### [Task description]
Restate all of the data below word for word.

### [Record set]
--------
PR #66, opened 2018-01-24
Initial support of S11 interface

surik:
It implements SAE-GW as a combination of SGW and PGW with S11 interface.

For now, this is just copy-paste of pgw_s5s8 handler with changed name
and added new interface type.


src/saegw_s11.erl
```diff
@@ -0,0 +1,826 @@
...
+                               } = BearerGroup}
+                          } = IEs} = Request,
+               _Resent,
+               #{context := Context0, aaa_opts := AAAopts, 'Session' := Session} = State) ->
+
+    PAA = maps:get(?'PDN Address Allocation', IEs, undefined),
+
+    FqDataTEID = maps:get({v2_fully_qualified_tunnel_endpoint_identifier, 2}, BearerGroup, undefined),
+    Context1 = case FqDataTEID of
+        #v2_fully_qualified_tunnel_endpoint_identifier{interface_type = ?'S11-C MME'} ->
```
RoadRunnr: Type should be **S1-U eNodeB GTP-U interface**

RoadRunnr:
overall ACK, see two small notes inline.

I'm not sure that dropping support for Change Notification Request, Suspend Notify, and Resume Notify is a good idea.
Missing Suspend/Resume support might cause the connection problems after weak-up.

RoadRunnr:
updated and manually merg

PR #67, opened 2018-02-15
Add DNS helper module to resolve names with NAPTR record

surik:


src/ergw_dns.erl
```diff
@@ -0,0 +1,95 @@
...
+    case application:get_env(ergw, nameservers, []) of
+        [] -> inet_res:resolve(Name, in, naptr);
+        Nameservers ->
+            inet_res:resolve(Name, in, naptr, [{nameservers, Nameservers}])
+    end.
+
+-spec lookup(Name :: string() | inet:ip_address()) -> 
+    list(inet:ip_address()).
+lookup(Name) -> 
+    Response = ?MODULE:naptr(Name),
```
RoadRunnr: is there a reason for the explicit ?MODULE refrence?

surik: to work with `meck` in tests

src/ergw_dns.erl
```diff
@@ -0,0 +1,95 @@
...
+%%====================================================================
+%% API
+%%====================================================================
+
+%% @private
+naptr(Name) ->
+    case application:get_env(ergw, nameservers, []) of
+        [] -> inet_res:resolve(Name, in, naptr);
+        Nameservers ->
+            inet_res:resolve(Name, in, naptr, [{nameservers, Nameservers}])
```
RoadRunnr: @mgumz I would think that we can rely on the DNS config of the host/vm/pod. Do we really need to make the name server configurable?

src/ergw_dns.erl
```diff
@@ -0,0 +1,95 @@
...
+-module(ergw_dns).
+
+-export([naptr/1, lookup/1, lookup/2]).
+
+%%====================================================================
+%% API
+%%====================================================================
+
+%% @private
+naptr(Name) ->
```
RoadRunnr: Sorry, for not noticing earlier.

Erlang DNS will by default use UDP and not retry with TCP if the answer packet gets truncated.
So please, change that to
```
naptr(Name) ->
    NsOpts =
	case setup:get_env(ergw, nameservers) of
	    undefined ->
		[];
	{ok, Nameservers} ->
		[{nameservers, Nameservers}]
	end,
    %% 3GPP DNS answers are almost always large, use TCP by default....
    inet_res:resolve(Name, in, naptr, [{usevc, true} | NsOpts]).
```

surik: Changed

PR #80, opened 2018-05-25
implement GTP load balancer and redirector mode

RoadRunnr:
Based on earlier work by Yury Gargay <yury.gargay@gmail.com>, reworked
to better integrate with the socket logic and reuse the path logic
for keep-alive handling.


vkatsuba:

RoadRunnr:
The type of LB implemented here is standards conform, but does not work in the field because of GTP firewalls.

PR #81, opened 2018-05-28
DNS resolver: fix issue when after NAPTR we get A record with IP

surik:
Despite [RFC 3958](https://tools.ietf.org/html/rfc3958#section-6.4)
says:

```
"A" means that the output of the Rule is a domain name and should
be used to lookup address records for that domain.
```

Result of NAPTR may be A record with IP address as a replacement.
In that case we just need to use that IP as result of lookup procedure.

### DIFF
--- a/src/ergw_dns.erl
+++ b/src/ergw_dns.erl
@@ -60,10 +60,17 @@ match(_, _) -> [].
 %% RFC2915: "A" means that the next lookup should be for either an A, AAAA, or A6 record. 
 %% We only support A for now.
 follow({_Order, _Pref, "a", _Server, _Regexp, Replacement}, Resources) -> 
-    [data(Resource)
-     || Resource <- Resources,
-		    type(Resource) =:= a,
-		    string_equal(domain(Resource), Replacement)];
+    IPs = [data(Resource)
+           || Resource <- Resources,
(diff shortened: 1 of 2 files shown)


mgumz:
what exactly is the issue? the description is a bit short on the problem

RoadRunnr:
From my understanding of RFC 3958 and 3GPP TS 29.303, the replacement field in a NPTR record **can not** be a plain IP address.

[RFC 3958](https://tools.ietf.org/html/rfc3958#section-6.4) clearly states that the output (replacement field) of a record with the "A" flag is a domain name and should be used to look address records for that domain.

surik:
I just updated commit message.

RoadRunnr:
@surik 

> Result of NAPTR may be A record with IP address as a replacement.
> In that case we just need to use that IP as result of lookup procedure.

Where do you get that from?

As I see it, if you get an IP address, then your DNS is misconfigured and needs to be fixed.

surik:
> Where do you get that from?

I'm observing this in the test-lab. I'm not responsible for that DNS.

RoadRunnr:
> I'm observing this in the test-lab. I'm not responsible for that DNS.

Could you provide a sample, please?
--------
### [Answer section]
PR #66, opened 2018-01-24
Initial support of S11 interface

surik:
It implements SAE-GW as a combination of SGW and PGW with S11 interface.

For now, this is just copy-paste of pgw_s5s8 handler with changed name
and added new interface type.


src/saegw_s11.erl
```diff
@@ -0,0 +1,826 @@
...
+                               } = BearerGroup}
+                          } = IEs} = Request,
+               _Resent,
+               #{context := Context0, aaa_opts := AAAopts, 'Session' := Session} = State) ->
+
+    PAA = maps:get(?'PDN Address Allocation', IEs, undefined),
+
+    FqDataTEID = maps:get({v2_fully_qualified_tunnel_endpoint_identifier, 2}, BearerGroup, undefined),
+    Context1 = case FqDataTEID of
+        #v2_fully_qualified_tunnel_endpoint_identifier{interface_type = ?'S11-C MME'} ->
```
RoadRunnr: Type should be **S1-U eNodeB GTP-U interface**

RoadRunnr:
overall ACK, see two small notes inline.

I'm not sure that dropping support for Change Notification Request, Suspend Notify, and Resume Notify is a good idea.
Missing Suspend/Resume support might cause the connection problems after weak-up.

RoadRunnr:
updated and manually merg

PR #67, opened 2018-02-15
Add DNS helper module to resolve names with NAPTR record

surik:


src/ergw_dns.erl
```diff
@@ -0,0 +1,95 @@
...
+    case application:get_env(ergw, nameservers, []) of
+        [] -> inet_res:resolve(Name, in, naptr);
+        Nameservers ->
+            inet_res:resolve(Name, in, naptr, [{nameservers, Nameservers}])
+    end.
+
+-spec lookup(Name :: string() | inet:ip_address()) -> 
+    list(inet:ip_address()).
+lookup(Name) -> 
+    Response = ?MODULE:naptr(Name),
```
RoadRunnr: is there a reason for the explicit ?MODULE refrence?

surik: to work with `meck` in tests

src/ergw_dns.erl
```diff
@@ -0,0 +1,95 @@
...
+%%====================================================================
+%% API
+%%====================================================================
+
+%% @private
+naptr(Name) ->
+    case application:get_env(ergw, nameservers, []) of
+        [] -> inet_res:resolve(Name, in, naptr);
+        Nameservers ->
+            inet_res:resolve(Name, in, naptr, [{nameservers, Nameservers}])
```
RoadRunnr: @mgumz I would think that we can rely on the DNS config of the host/vm/pod. Do we really need to make the name server configurable?

src/ergw_dns.erl
```diff
@@ -0,0 +1,95 @@
...
+-module(ergw_dns).
+
+-export([naptr/1, lookup/1, lookup/2]).
+
+%%====================================================================
+%% API
+%%====================================================================
+
+%% @private
+naptr(Name) ->
```
RoadRunnr: Sorry, for not noticing earlier.

Erlang DNS will by default use UDP and not retry with TCP if the answer packet gets truncated.
So please, change that to
```
naptr(Name) ->
    NsOpts =
	case setup:get_env(ergw, nameservers) of
	    undefined ->
		[];
	{ok, Nameservers} ->
		[{nameservers, Nameservers}]
	end,
    %% 3GPP DNS answers are almost always large, use TCP by default....
    inet_res:resolve(Name, in, naptr, [{usevc, true} | NsOpts]).
```

surik: Changed

PR #80, opened 2018-05-25
implement GTP load balancer and redirector mode

RoadRunnr:
Based on earlier work by Yury Gargay <yury.gargay@gmail.com>, reworked
to better integrate with the socket logic and reuse the path logic
for keep-alive handling.


vkatsuba:

RoadRunnr:
The type of LB implemented here is standards conform, but does not work in the field because of GTP firewalls.

PR #81, opened 2018-05-28
DNS resolver: fix issue when after NAPTR we get A record with IP

surik:
Despite [RFC 3958](https://tools.ietf.org/html/rfc3958#section-6.4)
says:

```
"A" means that the output of the Rule is a domain name and should
be used to lookup address records for that domain.
```

Result of NAPTR may be A record with IP address as a replacement.
In that case we just need to use that IP as result of lookup procedure.

### DIFF
--- a/src/ergw_dns.erl
+++ b/src/ergw_dns.erl
@@ -60,10 +60,17 @@ match(_, _) -> [].
 %% RFC2915: "A" means that the next lookup should be for either an A, AAAA, or A6 record. 
 %% We only support A for now.
 follow({_Order, _Pref, "a", _Server, _Regexp, Replacement}, Resources) -> 
-    [data(Resource)
-     || Resource <- Resources,
-		    type(Resource) =:= a,
-		    string_equal(domain(Resource), Replacement)];
+    IPs = [data(Resource)
+           || Resource <- Resources,
(diff shortened: 1 of 2 files shown)


mgumz:
what exactly is the issue? the description is a bit short on the problem

RoadRunnr:
From my understanding of RFC 3958 and 3GPP TS 29.303, the replacement field in a NPTR record **can not** be a plain IP address.

[RFC 3958](https://tools.ietf.org/html/rfc3958#section-6.4) clearly states that the output (replacement field) of a record with the "A" flag is a domain name and should be used to look address records for that domain.

surik:
I just updated commit message.

RoadRunnr:
@surik 

> Result of NAPTR may be A record with IP address as a replacement.
> In that case we just need to use that IP as result of lookup procedure.

Where do you get that from?

As I see it, if you get an IP address, then your DNS is misconfigured and needs to be fixed.

surik:
> Where do you get that from?

I'm observing this in the test-lab. I'm not responsible for that DNS.

RoadRunnr:
> I'm observing this in the test-lab. I'm not responsible for that DNS.

Could you provide a sample, please?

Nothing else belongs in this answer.